Your Camera

 



 

 

 

 

“Wherever there is light, one can photograph.”

-Anne Geddes

 


 

 

 

In the introduction to this course I implored you to take a look at your camera manual and become familiar with your camera.  This next sentence will sound like a total contradiction to everything I’ve just said.

 

Your camera does not matter at this point the amount of megapixels or the type of lens you have means nothing. How can that be you may be asking yourself? Think about it like this if you do not know how to drive it does not matter if you get behind the wheel of a luxury car or piece of junk you purchased from your next-door neighbor.

 

The results will ultimately be the same; there is a high chance that you will end up wrecking either vehicle.

 

 


 

A great photographer can produce high-quality images with the entry-level camera or a high-end camera. The reason that most photographers have high-end gear is more a question about reliability and key features offered by those cameras.

 

Once you get the notion out of your mind that your camera may be holding you back you open yourself up to producing quality images regardless of the gear at hand.

 

Since there is a litany of camera makes and models often I implore you to familiarize yourself what your specific make and model.
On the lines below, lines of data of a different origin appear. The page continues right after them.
PR #199, opened 2017-03-14
Allow test discovery in caffe2/python/

lukeyeager:
These are all essentially no-op changes which allow for nose-style (or pytest-style) test discovery.

With this patch, you can use any of these methods to discover and run tests under `caffe2/python`:
```
python -m unittest discover caffe2/python/ '*test*.py'
python -m nose caffe2/python/
python -m pytest caffe2/python/
```

Future work:

* Get all of the tests to pass
  * Some seem to be testing operations which don't have GPU implementations
  * I get a segfault unless I set `CUDA_VISIBLE_DEVICES=0`
  * Some tests are flaky
* Allow test discovery throughout the whole project (e.g. the `experiments/` dir)

### DIFF
--- a/caffe2/python/caffe_translator_test.py
+++ b/caffe2/python/caffe_translator_test.py
@@ -16,8 +16,6 @@ import unittest
 @unittest.skipIf(not os.path.exists('data/testdata/caffe_translator'),
                  'No testdata existing for the caffe translator test. Exiting.')
 def setUpModule():
-    raise RuntimeError
-
     # We will do all the computation stuff in the global space.
     caffenet = caffe_pb2.NetParameter()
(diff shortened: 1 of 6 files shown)


caffe2/python/caffe_translator_test.py
```diff
@@ -13,6 +13,39 @@
 import unittest
 
 
+@unittest.skipIf(not os.path.exists('data/testdata/caffe_translator'),
+                 'No testdata existing for the caffe translator test. Exiting.')
+def setUpModule():
+    raise RuntimeError
```
Yangqing: Is this intended?

lukeyeager: Oops, no.

Issue #194, opened 2017-03-12
build_ios.sh script failing


nicodjimenez:
I successfully installed caffe2 on my unbuntu machine and on my macbook! However ./scripts/build_ios.sh is not working for me.  I get the following error:

```
In file included from /Users/nicojimenez/git/caffe2/caffe2/image/image_input_op.cc:1:
/Users/nicojimenez/git/caffe2/caffe2/image/image_input_op.h:470:21: error: no member named 'runTask'
      in 'caffe2::ThreadPool'
      thread_pool_->runTask(std::bind(
      ~~~~~~~~~~~~  ^
/Users/nicojimenez/git/caffe2/caffe2/image/image_input_op.h:482:21: error: no member named 'runTask'
      in 'caffe2::ThreadPool'
      thread_pool_->runTask(std::bind(
      ~~~~~~~~~~~~  ^
/Users/nicojimenez/git/caffe2/caffe2/image/image_input_op.h:493:17: error: no member named
      'waitWorkComplete' in 'caffe2::ThreadPool'
  thread_pool_->waitWorkComplete();
  ~~~~~~~~~~~~  ^
3 errors generated.
```

What's happening is that the ThreadPool class from ThreadPool.h is being used instead of the intended ThreadPool class from utils/thread_pool.h.  I was able to resolve the build error by changing variable names to remove the duplication (renamed ThreadPool to TaskThreadPool in utils/thread_pool.h).  Happy to make a PR if this is an acceptable solution.

Yangqing:
Thanks @nicodjimenez - please send a PR at your convenience.

Yangqing:
PR merged - thanks for the fix!

PR #200, opened 2017-03-14
Fix build_ios.sh bug (#194) due to name collision.

nicodjimenez:


Yangqing:
Thanks so much!

cc @wickedfoo - Jeff, would this affect your local changes?

wickedfoo:
@Yangqing This should be fine, if I attempt to compile again at some point, the compiler will complain and I can fix.

wickedfoo:
This doesn't look like the threadpool I wrote in any case?

Yangqing:
@wickedfoo Ah yeah, you are right, this is from @bwasti and is probably a contribution from our friend @slayton58 :) Looks safe.

slayton58:
Yes, this looks like mine :) It's used to provide threaded decode / transform in the ImageInputOp

PR #202, opened 2017-03-15
Explicitly pass CXX to NCCL Makefile

pietern:
Necessary if CXX isn't set when cmake is called. The CXX variable will then be
empty which prevents make from using its own default.


Yangqing:
cc Mr @slayton58 by the way - in case NV finds errors in other nccl clients.

slayton58:
@Yangqing Thanks! Good catch @pietern!

PR #208, opened 2017-03-17
CaffeMaxPoolOp

slayton58:


Yangqing:
@slayton58 Simon, quick check - would you like to merge this PR?

(If so, do you want to rename it MaxPoolWithIndex instead of CaffeMaxPool?)

slayton58:
@Yangqing No, this was just there so you guys could look internally :) I do want to merge a version of this at some point, so I'll rename the Op before I do that.

PR #210, opened 2017-03-19
[build] bugfix for Windows, esp. VS 2017

Yangqing:
@aaronmarkham this solves your Windows build issue. Basically:

(1) VS 2017 does not have CUDA support yet, and we will be waiting on NVidia to do so.

(2) VS 2015 and 2017 need different cmake generator strings.

This PR shows how to determine those and also updates appveyor to do contbuild guard for the following 3 settings:
- VS2015 without cuda
- VS2017 without cuda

You should make it your mission to know what every single button does.

 

If this is your first time picking up a DSLR locate the power button or switch, normally (but not always) located on the top right-hand of your camera.

 

Second is the mode dial, also on the top-right or near the shutter release button, which lets you choose what shooting mode you want to use.

 

Third is the shutter button (yup, top-right again). When pressed half-way the shutter button acts to focus your shot and calculate the settings required for a correct exposure. When you press the shutter all the way it takes the photo. Easy!